All main equipment is being manufactured in America and Europe by reputable companies and all engineering related to these purchases has been completed. No further major equipment purchases will be needed. The detailed engineering related to electrical and mechanical for the major equipment has been completed and remains on-going for other components within the facility. The procurement has been completed for all major equipment and NanoXplore has awarded contracts for the construction and automation of the new facility. The new graphene plant will be a fully automated production plant that will enable a connected and flexible manufacturing system. 

CapEx Update 


NanoXplore anticipates CapEx (capital expenditure) to be 10% less than originally estimated. The overall development for Phase One (4,000 metric tons/year) of the new facility is expected to be on time and under the original planned budget. More specifically, the construction process has already commenced, as indicated above, installation and commissioning of the new plant is expected to begin during calendar Q4 of this year and all primary costs have been contracted and accounted for. The Corporation expects Phase One (4,000 metric tons/year), of a two-phase 10,000 metric tons/year production project, to be fully operational during calendar Q1 of 2020.   

Opex Update

NanoXplore’s Operations team has been working diligently to ensure that continual improvements are implemented during the facility’s project development. The new graphene facility layout has been finalized and fully optimized. This optimization will allow the Corporation to add an additional graphene production line without the need of expanding the new facility as originally contemplated. Furthermore, significant developments in manufacturing efficiencies have bolstered single line graphene production output from 2,000 metric tons/year to 4,000 metric tons/year, doubling single line production capacity. This improvement was a result of a vigorous twelve-month R&D and engineering project that has been successfully tested and implemented at the Corporation’s current production facility. These results were further validated through additional testing on the new facility’s equipment at the suppliers’ locations in the US and in Canada.  
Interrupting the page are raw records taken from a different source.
PR #2741, opened 2025-03-25
fix: Correct return type of `getIdentity` function to `JwtIdentity`

yashop7:
- Ensures consistency with `.d.ts` file & proper type handling of jwt identity
- Updated the return type of `getIdentity()` from `object` to `JwtIdentity`

### DIFF
--- a/JitsiParticipant.ts
+++ b/JitsiParticipant.ts
@@ -12,16 +12,16 @@ export interface ISourceInfo {
 
 export interface IJwtIdentity {
     callee?: {
-        avatar: string;
-        id: string;
-        name: string;
+        avatar?: string;
+        id?: string;
+        name?: string;
     };
     group?: string;
     user?: {
-        avatar: string;
-        email: string;
-        id: string;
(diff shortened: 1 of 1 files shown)


JitsiParticipant.ts
```diff
@@ -10,6 +10,22 @@ export interface ISourceInfo {
     videoType: string;
 }
 
+export interface IJwtIdentity {
```
saghul, line 13: I bel;ieve every property here is optional.

yashop7: Yes, @saghul, you are right, updated `IJwtIdentity`

saghul:

JitsiParticipant.ts
saghul: All sub-fields are optional too.

naman9271:
@yashop7 [Comment](https://github.com/jitsi/lib-jitsi-meet/pull/2724#issuecomment-2879692428)

PR #2747, opened 2025-03-31
feat(ts) add typedoc

saghul:
The end goal is to fix our types to make typedoc generated docs as useful as possible.

The generated docs will be published to GH pages on every push.

Sample:

Screenshot 2025-03-31 at 12 52 37

### DIFF
--- a/.github/workflows/ci.yml
+++ b/.github/workflows/ci.yml
@@ -25,4 +25,5 @@ jobs:
     - name: Check if the git repository is clean
       run: exit $( git status --porcelain --untracked-files=no | head -255 | wc -l )
     - run: npm run lint
+    - run: npm run typedoc
     - run: npm run test
--- a/.github/workflows/deploy-docs.yml
+++ b/.github/workflows/deploy-docs.yml
@@ -1,0 +1,41 @@
+name: Deploy GH pages
+
+on:
+  workflow_dispatch:
+  push:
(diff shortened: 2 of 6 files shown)


damencho (approved):

naman9271:
That's interesting, @saghul! , I think we should also add this in the entry point of the tsconfig so that these types get documented too.
```
      "service/**/*.ts",
      "modules/**/*.ts"
```
Would it make sense to include this now, or should we wait until the entire migration is complete ?

saghul:
I don't think so. The entry points are our API. Any type exposed there should be exposed indeed, but not the internals.

Note this is a first approximation. The plan is to keep improving them!

naman9271:
So should i include this in the GSoC idea of migration of lib-jitsi-meet or just have done by automated typings package generation ??

saghul:
I'd say improving the output by tweaking the existing types and prioritising the classes in the API should be part of the proposal, yes.

naman9271:
Got it! @saghul Sir So, instead of adding new APIs, I'll focus on improving the existing TypeScript types and JSDoc, I'll also ensure that the Typedoc-generated documentation becomes more meaningful by improving type definitions. Let me know if there's anything specific you'd like me to focus on in this!

saghul:
Sounds like a plan!

PR #2754, opened 2025-04-06
feat(xmpp): Switch unload to pagehide event listener

catFurr:
## Description

Switched the [beforeunload](https://developer.mozilla.org/en-US/docs/Web/API/Window/beforeunload_event) event listener to a [pagehide](https://developer.mozilla.org/en-US/docs/Web/API/Window/pagehide_event) event listener which is now baseline and well supported.

The `config.disableBeforeUnloadHandlers` is no longer needed. This simplifies configuration for maintainers, while following specification best practices.

This change allows the use of beforeunload handler in a more appropriate manner.

## Related Issue

https://github.com/jitsi/jitsi-meet/issues/15890
https://community.jitsi.org/t/prompt-before-closing-during-a-call/20081
https://community.jitsi.org/t/prevent-refresh-or-back-during-call-give-some-confirmation-prompt/84949/2

## Motivation and Context

The `unload` and `beforeunload` event handlers have been [marked deprecated](https://developer.chrome.com/docs/web-platform/page-lifecycle-api#legacy_lifecycle_apis_to_avoid) and websites are recommended to switch to better supported events.

The MDN docs mention
> If you're specifically trying to detect page unload events, the pagehide event is the best option.

This change allows the implementation of a confirmation dialog before meetings are exited.
> It is therefore recommended that developers listen for beforeunload only when users have unsaved changes so that the dialog mentioned above can be used to warn them about impending data loss, and remove the listener again when it is not needed. Listening for beforeunload sparingly can minimize the effect on performance.

## How Has This Been Tested?

- All `npm run test` pass.
- Deployed to jitsi-meet instance and connected to conference with no issues.
- meeting ends gracefully when page closed/navigated away.

no effect on UI.

## Types of changes

## Checklist:

### DIFF
--- a/modules/xmpp/xmpp.js
+++ b/modules/xmpp/xmpp.js
@@ -216,7 +216,7 @@ export default class XMPP extends Listenable {
         // they wanted to utilize the connected connection in an unload handler
         // of their own. However, it should be fairly easy for them to do that
         // by registering their unload handler before us.
-        $(window).on(`${this.options.disableBeforeUnloadHandlers ? '' : 'beforeunload '}unload`, ev => {
+        $(window).on('pagehide', ev => {
             this.disconnect(ev).catch(() => {
                 // ignore errors in order to not brake the unload.
             });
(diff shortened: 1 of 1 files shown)


damencho:
I don't think removing the option to disable unload it is correct there is some logic around it in jitsi-meet.
Also, this needs to be tested with react-native. 
The reason for the unload event is to flush the websocket or sendBeacon when using bosh, this avoids having ghosts in meetings when participants leave.

catFurr:
Tested using BOSH with many users joining and leaving, I cannot see any issues related to ghosts.
Do you have any suggestions for me related to testing this? Please let me know how I can test to ensure this change is completely safe, Thanks.

I'll test with a native build and let you know how it goes 👍🏽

The Operations team has also made significant improvements towards reducing the Corporation’s input costs to produce graphene. We are now able to produce high-quality graphene using small natural flake graphite (-150 mesh). Small natural flake graphite is substantially cheaper than large flake graphite (+80 mesh). Large flake graphite is the current graphite of choice for the Lithium Ion battery market. NanoXplore’s ability to move away from larger flake higher demand will not only dramatically reduce input costs, but will also help the Corporation secure a more readily available graphite supply, significantly reducing future supply risks.